『Get Back! 30’s / 1935年(s10)』

『Get Back! 30's / 1935年(s10)』
 
○2.- [大阪] 湯川英樹大阪帝大講師が、のちのノーベル賞受賞につながる中間子論を発表する。


 1934年(昭和9年)大阪帝大講師の湯川英樹は中間子理論構想を発表、翌1935年(昭和10年)には『素粒子の相互作用について』を発表し、中間子(現在のπ中間子)の存在を理論的に予言した。原子核を構成する陽子と中性子を結合させ、強い相互作用の媒介となる「中間子」が理論的には存在するとした。


 戦後の1947年になってから、イギリスの物理学者セシル・パウエルが宇宙線の中からπ中間子を発見し、湯川の理論の正しさが実証された。これにより1949年(昭和24年)日本人として初のノーベル賞受賞者となる。湯川のノーベル物理学賞受賞は、戦争で打ちひしがれた日本国民を勇気づける事件となった。

 湯川英樹は1907年(明治40年)1月23日、東京麻布で地質学者小川琢治と小雪の三男として生まれるも、すぐに父琢治の京都帝大教授就任に伴い京都市に移住する。京都市立京極小、京都府立一中、三高、京都帝大学理学部と進み、同じくノーベル物理学賞を受賞する朝永振一郎とは、ほぼ同年代で同じコースを歩んだ。

 京都帝国大学を卒業後、京都帝大講師、大阪帝大講師として研究を続け、この大阪時代に「中間子論」を発表する。この時期に、湯川スミと結婚し、湯川家の婿養子となって小川姓から湯川姓となる。父小川琢治は地質学者であり、その子供たちも学者兄弟として有名である。長男の小川芳樹は冶金学者、次男の貝塚茂樹東洋史学者、三男の湯川秀樹は物理学者、四男の小川環樹は中国文学者として、それぞれ名を成している。


 当時は日中戦争中であり、日本人学者は海外から評価されづらい状況だったが、最先端の量子力学研究者らが集まるソルベー会議に招かれ、以後アインシュタインオッペンハイマーらと親交を持つようになった。戦前にも徐々に評価されるようになり、戦後のノーベル賞受賞後には、1953年京都大学基礎物理学研究所初代所長に就任、京都大学及び日本の理論物理学の発展に尽くした。
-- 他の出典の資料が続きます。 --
Issue #163, opened 2018-06-29
Button - fix error with extra quote in span


joesnellpdx:
- fix extra quote in span on line 71

joesnellpdx:
@kevinmpowell @jamesmelzer 

Squashed a bug - may need you to merge if approved as today I am done
SEE: 
https://github.com/JDRF/spirit/pull/164/files

joesnellpdx:
@kevinmpowell 
SEE:
https://github.com/JDRF/spirit/pull/164

joesnellpdx:
@jamesmelzer 

Approved, merged, deleted

PR #164, opened 2018-06-29
#163: remove quote

joesnellpdx:


library/components/button/button.njk
```diff
@@ -68,7 +68,7 @@
             </svg>
           </span>
         {% endif %}
-        <span class="spirit-button__default-text" {{'aria-hidden=true' if 'success' === feedbackType }}">
+        <span class="spirit-button__default-text" {{'aria-hidden=true' if 'success' === feedbackType }}>
```
kevinmpowell: This looks straightforward, but can we flip the if statement so it reads "if feedback type equals success"?
* [ ] Flip if statement so variable comes before test value

joesnellpdx: @kevinmpowell 

Made change, but not showing up in PR:
https://github.com/JDRF/spirit/compare/fix/163-button-fix-error-quote

joesnellpdx:
@kevinmpowell Your change requests have been made. Please confirm.

Issue #54, opened 2017-08-28
Iconography


jamesmelzer:
### Deliver

* Icon macro in nunjucks (treat as component)
* build process (use ESDS)
* Icon sprite with 3-5 sample icons

JodiWarren:
@jamesmelzer @kevinmpowell 
Couple of questions about the icon component:

- Do you want to be able to set the colour/size/anything else at the point of insertion?
- Are there any usage examples which require their own components, or variations of the core component? For example, should I make an icon-badge variation, with the icon inside a solid shape?

jamesmelzer:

 またその一方で、反核運動にも積極的に携わり、核兵器廃絶・科学技術の平和利用を訴えた「ラッセル=アインシュタイン宣言」に、当時の第一級の科学者ら11人連名の共同宣言者として名前を連ねた。1981年(昭和56年)京都大学退官後も住み続けた京都市左京区の自宅で死去、享年74。
 

○2.18 退役軍人の菊池武夫議員が貴族院本会議で、美濃部達吉の「天皇機関説」を国体破壊の憲法解釈と非難。25日、美濃部が攻撃に対して反論の演説をする。
○4.9 美濃部達吉の3図書「逐条憲法精義」「憲法提要」「日本憲法の基本主義」が発禁になる。書店には買手が殺到し、古書店のものにはプレミアムがつく。


 いわゆる「天皇機関説事件」である。軍部の台頭と共に国体明徴運動が起こり、思想・学問の自由は圧迫されてゆき、天皇機関説は国体に反するとして攻撃を受け始めた。1935年(昭和10年)2月18日、貴族院本会議の演説において、菊池武夫議員が、美濃部達吉議員(東京帝国大学名誉教授)の「天皇機関説」を国体に背く学説であるとして、貴衆両院有志懇談会をつくり機関説排撃を決議した。この菊池議員の演説をきっかけに軍部と右翼による機関説への攻撃が激化する。


 同年2月25日、美濃部議員が天皇機関説を平易明瞭に解説し議場からは拍手が起こったが、議会の外では右翼団体在郷軍人会が上げた抗議の怒号が収まらなかった。そうした者の中には「畏れ多くも天皇陛下を機関車・機関銃に喩えるとは何事か」と激昂するような低能右翼も多かった。

 天皇機関説とは、大日本帝国憲法下において、統治権は法人たる国家にあり、天皇はその最高機関として、内閣をはじめとする他の機関からの補助を受けながら統治権を行使すると説いたものである。機関説を株式会社に例えれば、それを法人格組織として捉え、社長はその運営執行者とするようなもので、機関説に対抗する「天皇主権説」では、国家を法人として認めないで、いわば天皇の私物とするようなものである。

 国家法人説は近代国家においては常識であり、国王・皇帝が支配する国であっても、国家を私物として所有するものではない。天皇機関説でも、国家意思の最高決定権の意味での主権は天皇にあるとしており、天皇統治権を否定するものではなく、あくまでも大日本憲法上での天皇の位置付けを確認したものでしかない。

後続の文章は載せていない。